"You Make Loving Fun"

Friday, April 26, 2024

Each night as I lay in bed, I look forward to the next day. I am excited at the prospects that lay ahead. It is more than a taste of what I laid out at the year's start.

I feel as though I am amidst change. I referenced the other day how I have found I am no longer interested in console gaming. Last night, I realized that outside of a deck-building game, I have not played a PC game since moving to Bartlett over a year ago. Now, I regularly watch one being played, typically by City Planner Plays, and have enjoyed his take on Manor Lords that will be released later today.

Just as console gaming has played a foundational role in my life, PC gaming has done so even more. Long ago was the Texas Instrument TI-99 as a 5 or 6-year-old. Later there were shareware disks, and "playthroughs" on Aldus PageMaker—a near endless parade of games along the way that included a rich tapestry of people in my life whether...

...watching over friends' shoulders with Bard's Tale in the late 80s and EverQuest in 2000,

...competing after a Bible study with Unreal Tournament LAN parties in 2002,

...and team building at work at UofM with end-of-the-day Battlefield 1942 Desert Combat mod in 2003 that would evolve into a virtual world of World of Warcraft in 2005.

Just like pickup games in basketball, sparring in Taekwondo, and shared smiles, I never knew the last one was the last one.

I am just interested in...real-world PC gaming. Instead of building things on a screen, it is there before me, shaped by these two hands, not clicked into existence. I typically do not reach out for that sort of thing because of the actual expense, labor, and expertise required. I tend to gravitate toward playing in this sandbox.

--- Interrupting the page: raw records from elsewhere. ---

PR #1393, opened 2023-01-03
Spec `omit_members` for `/v2/send_join`

richvdh:
Per MSC3706


richvdh:
I haven't written much about how this is meant to be used, since faster-joins are still somewhat in development, and that's really the topic of MSC3902. It's really just meant to lay down the mechanism on which faster-joins are based.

What is the meaning of it all? What do I have to show for it? Longing for a reality that could never be? It is funny how I will look over my life with computers, leisure, and career and just think, "What a waste," at least it comes off as pretty hollow! In the end, the relationships along the way were all that mattered. Solving puzzles was just the background context. It is an artificial life.

But what else could there have been?